During the late Devonian, Gondwana (supercontinent) covered much of the Southern Hemisphere while Siberia covered the Northern Hemisphere. On the other hand, Laurussia was moving towards Gondwana. Plants that were similar in form to those that existed during the Ordovician Period had now developed roots and seeds.

The rate of extinction appears to have been higher for about 20-25 million years of the Devonian. During the period, at least 8 events were distinct but only two stood out as they were severe and widespread; the Kellwasser and the Hangenberg events. The Kellwasser Event took place at the beginning of the last phase of the Devonian at the Frasnian-Famennian boundary (approximately 372 million years ago). The event was characterized by the extinction of many conodont species, beloceratid groups, trilobites, and colonial corals. Most of the references of the Late Devonian extinction are those of the Kellwasser event.

The Hengenberg Event occurred towards the end of the Famennian stage and is found on the Devonian-Carboniferous boundary. It marks the last extinction event of the Devonian Period and may have taken place 360 million years ago. The event affected both terrestrial and marine species including phacopid trilobites, coiled cephalopods, goniatites, and the clymeniids.

Possible Causes

Since the extinction events occurred over a long period, it is not possible to point out a single cause or separate the cause from effect. According to the sedimentary records, the Devonian was a period of environmental changes which affected the organism, leading to their extinction. However, what caused the changes are still open to debate. From the sedimentary records, there is evidence of widespread anoxia at the bottom of the ocean. As a result, the carbon burial rate shot up to the devastation of the benthic organisms. However, the debate has been as to whether the events were caused by greenhouse effects, climate extremes resulting from the amount of solar radiation, or processes that are confined to the earth.

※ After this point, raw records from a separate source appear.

PR #549, opened 2019-02-15
IOTEX-258 Make pending action queue always check against the current confirmed nonce

zjshen14:
Previously we had the race that block's committed, but the actpool is not reset, so that processed actions will be picked again. The root cause is that action queue caches a start nonce, which could be stale after committing a block. If we kept using the current confirmed nonce, it should be able to avoid the problem. By doing this, we don't need to validate actions again when minting the block.


actpool/actqueue.go
```diff
@@ -12,6 +12,9 @@ import (
 	"sort"
 	"time"
 
+	"github.com/iotexproject/iotex-core/pkg/log"
```
lizhefeng: Group imports

actpool/actqueue_test.go
```diff
@@ -12,6 +12,11 @@ import (
 	"testing"
 	"time"
 
+	"github.com/golang/mock/gomock"
+	"github.com/iotexproject/iotex-core/test/mock/mock_blockchain"
+
+	"github.com/iotexproject/iotex-core/config"
```
lizhefeng: Ditto

zjshen14:
Checked in a real cluster with 100tps. It seems to work fine.

PR #551, opened 2019-02-15
IOTEX-247 Remove stateRoot and chainID from block header

lizhefeng:
This is an explorer breaking change.


explorer/idl/explorer.idl
```diff
@@ -38,10 +38,8 @@ struct Block {
     executions int
     generateBy BlockGenerator
     amount string
```
raullenchai: should deprecate api v1 after this?

proto/types/blockchain.proto
```diff
@@ -17,17 +17,14 @@ import "google/protobuf/timestamp.proto";
 // header of a block
 message BlockHeader {
   uint32 version = 1;
-  uint32 chainID = 2;
```
raullenchai: Note that this introduce a breaking change to the protocol, meaning this version doesn't work with previous ones. At least we should label this as a protocol-breaking change.

explorer/idl/explorer.idl
lizhefeng: We can label it as a breaking change first. Explorer on master branch is already broken before this PR. We can deprecate it now to avoid further changes on explorer backend.

PR #557, opened 2019-02-17
Remove per action gas limit cap

zjshen14:
Remove per action gas limit cap as we already calculate the actual gas consumption per block, and restrict the total gas consumption by block gas limit. By doing this, there's no need to setup a per action gas limit if we think the block gas limit is affordable. And the gas consumption per action various quite a lot. Some big contract deployment will actually a lot.

### DIFF
--- a/action/protocol/execution/evm/evm.go
+++ b/action/protocol/execution/evm/evm.go
@@ -87,7 +87,7 @@ func NewParams(raCtx protocol.RunActionsCtx, execution *action.Execution, stateD
 		BlockNumber: new(big.Int).SetUint64(raCtx.BlockHeight),
 		Time:        new(big.Int).SetInt64(raCtx.BlockTimeStamp),
 		Difficulty:  new(big.Int).SetUint64(uint64(50)),
-		GasLimit:    raCtx.ActionGasLimit,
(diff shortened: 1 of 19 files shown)


action/protocol/execution/evm/evm.go
```diff
@@ -87,7 +87,7 @@ func NewParams(raCtx protocol.RunActionsCtx, execution *action.Execution, stateD
 		BlockNumber: new(big.Int).SetUint64(raCtx.BlockHeight),
 		Time:        new(big.Int).SetInt64(raCtx.BlockTimeStamp),
 		Difficulty:  new(big.Int).SetUint64(uint64(50)),
-		GasLimit:    raCtx.ActionGasLimit,
+		GasLimit:    execution.GasLimit(),
```
zjshen14: @CoderZhi Please confirm if this change makes sense

raullenchai: +1

zjshen14:
> But for launching the mainnet, is it better to have this limit as a protection to reject crazy actions?

Sounds fair, will crate another PR to fix the evm gas limit setting bug only

PR #558, opened 2019-02-18
add epoch data api

CoderZhi:
This will be used in election. This PR defines the api request and response format, and return a fake data before implementing details.


api/api.go
```diff
@@ -219,6 +219,17 @@ func (api *Server) GetChainMeta(ctx context.Context, in *iotexapi.GetChainMetaRe
 	return &iotexapi.GetChainMetaResponse{ChainMeta: chainMeta}, nil
 }
 
+// GetEpochData is the API to get epoch data
+func (api *Server) GetEpochData(ctx context.Context, in *iotexapi.GetEpochDataRequest) (res *iotexapi.GetEpochDataResponse, err error) {
```
golangcibot: line is 136 characters (from `lll`)

proto/types/blockchain.proto
```diff
@@ -63,12 +63,19 @@ message CandidateList {
   repeated Candidate candidates = 1;
 }
 
+message EpochData {
+  uint64 num = 1;
+  uint64 height = 2;
```
zjshen14: Is it the start height of each block, or current block height?

CoderZhi: it is the start height, same as we defined in epochCtx

PR #560, opened 2019-02-18
IOTEX-247 Remove block hash from run action context

zjshen14:
Easy PR


yutongp:
can we remove this? I think many action rely on the knowledge of block hash. but right now we just don't use the block hash in run action context. instead we are using the block hash in abstract action which should be deleted.

PR #593, opened 2019-02-23
IOTEX-270 Improve rewarding protocol

zjshen14:
3 improvements:

1. Uniform the receipt status code conform with evm's
2. Use snapshot to protect states being polluted
3. Trim the number of candidates to grant epoch reward


action/protocol/rewarding/fund.go
```diff
@@ -118,6 +115,10 @@ func (p *Protocol) assertEnoughBalance(
 
 // DepositGas deposits gas into the rewarding fund
 func DepositGas(ctx context.Context, sm protocol.StateManager, amount *big.Int, registry *protocol.Registry) error {
+	// If the gas fee is 0, return immediately
+	if amount.Cmp(big.NewInt(0)) == 0 {
```
CoderZhi: should we handle negative case?

action/protocol/rewarding/protocol_test.go
```diff
@@ -11,6 +11,10 @@ import (
 	"math/big"
 	"testing"
 
+	"github.com/iotexproject/iotex-core/action"
+
+	"github.com/iotexproject/iotex-core/test/identityset"
+
```
CoderZhi: delete empty lines

action/protocol/rewarding/fund.go
zjshen14: negative amount are asserted in the rewarding protocol

PR #598, opened 2019-02-23
Simplify config and make docker image runnable with default command

zjshen14:
1. Remove the node type config:
a. Delegate and full node shouldn't be different on system setup but only one is elected as delegate and the other isn't.
b. We don't have light node yet, and how it would be different will be different from current arbitrary difference.
2. Make docker image default command runnable by adjusting a few configs, paths and etc.


zjshen14:
Verified in the cluster that it's working

PR #606, opened 2019-02-23
IOTEX-259 Try to make consensus unit tests less likely fail

zjshen14:
I know it makes sense to have debug level for unit tests, but our debug level logging are too verbose to be useful, and make the test run further slower.

Also tune some parameters. Hopefully the tests could be less fragile. Let's see.


zjshen14:
13 straight ci job success. The sporadic test failure pain should be relieved.

PR #609, opened 2019-02-24
IOTEX-282 fix minicluster no-receipt failure

zcchai-iotex:
The fix is to check all the servers are ready before deploying contract, instead of checking only the first server as before fix.
The issue is hard to reproduce in my local PC. So the code needs to be verified on CircleCI environment.

### DIFF
--- a/tools/minicluster/minicluster.go
+++ b/tools/minicluster/minicluster.go
@@ -14,6 +14,7 @@ import (
 	"fmt"
 	"math"
 	"net/http"
+	"strconv"
 	"sync"
 	"time"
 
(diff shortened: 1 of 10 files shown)


tools/minicluster/minicluster.go
```diff
@@ -94,26 +95,31 @@ func main() {
...
 	for i := 0; i < numNodes; i++ {
 		probeSvrs[i] = probe.New(7788 + i)
 	}
-	err = probeSvrs[0].Start(context.Background())
-	if err != nil {
-		log.L().Error("Failed to start probe server")
+	for i := 0; i < numNodes; i++ {
+		err = probeSvrs[i].Start(context.Background())
+		if err != nil {
+			log.L().Error("Failed to start probe server")
```
zjshen14: Panic instead?

zcchai-iotex: Yes, will update with log.L().Panic

PR #621, opened 2019-02-26
Avoid flooding of calibrate events

zjshen14:
First of all, this fix is hacky, and we need to look for a more appropriate strategy of handling block height being updated when running consensus.

Anyway, this PR is trying to prevent calibrate events from flooding, especially when a node are syncing bunch of blocks from peers. When the node is already at prepare stage, there's no sense to calibrate it any more.


zjshen14:
Verified the change wouldn't break consensus by running a cluster over night

PR #629, opened 2019-02-27
IOTEX-278 Implement local transfer test

zcchai-iotex:
Add local transfer test cases:
-Simple 1 to 1 transfer test cases, enumerating combination of balance, nonce, amount, gas
-1 to n: only add a test case to verify transfer will be handled by the order of increasing nonce (a missing nonce will hold the rest transfers in action pool)

To test, naviate to ./e2etest, then:
/e2etest$ go test -run TestLocalTransfer


e2etest/local_transfer_test.go
```diff
@@ -0,0 +1,379 @@
...
+			uint64(200000), big.NewInt(1),
+			TsfFail, "Transfer with nonce 0",
+		},
+		{
+			identityset.PrivateKey(0), big.NewInt(100000),
+			nil, big.NewInt(100000),
+			1, big.NewInt(100),
+			make([]byte, 4),
+			uint64(200000), big.NewInt(1),
+			TsfSuccess, "Transfer with same nouce from a single sender 1",
```
zjshen14: nonce

e2etest/local_transfer_test.go
```diff
@@ -0,0 +1,379 @@
...
+		},
+		{
+			identityset.PrivateKey(0), big.NewInt(100000),
+			nil, big.NewInt(100000),
+			1, big.NewInt(100),
+			make([]byte, 4),
+			uint64(200000), big.NewInt(1),
+			TsfFail, "Transfer with same nouce from a single sender 2",
```
zjshen14: nonce, and check the spell bellow

PR #633, opened 2019-02-27
filter invalid operator address and reward address

CoderZhi:
filter delegates with wrong operator address or reward address


zjshen14:
Shall we stop invalid address right after the source than before the sink?

PR #367, opened 2021-02-08
Optimise line projection shader

JosephusPaye:
Moves the work from the fragment shader to the vertex shader, projecting vertices in the vertex shader instead of checking line coincidence for every pixel in the fragment shader. This is ~likely~ reduces GPU computation by several orders of magnitude.


TrentHouliston (approved):
I like it

PR #368, opened 2021-02-15
Fix bug in proto_matrix.hpp where memory was not resized properly

TrentHouliston:
The object was reserved meaning that there was enough space to copy over, however, the size was not updated resulting in protobuf not serializing any bytes


JosephusPaye (approved):
LGTM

Other evidence points to the fact that extinction may have been caused by rapid global cooling or warming. In Late Devonian, extinction events related to a period of abrupt cooling linked lowering of the sea level and development of glacier. Scientists argue that changes in plants at the Kellwasser events are consistent with global cooling. Another possible cause of the extinctions is bolide impact such as in the case of the Siljan Ring. Other sources suggest that the decrease in diversity resulted from decreased speciation rather than an increase in extinction.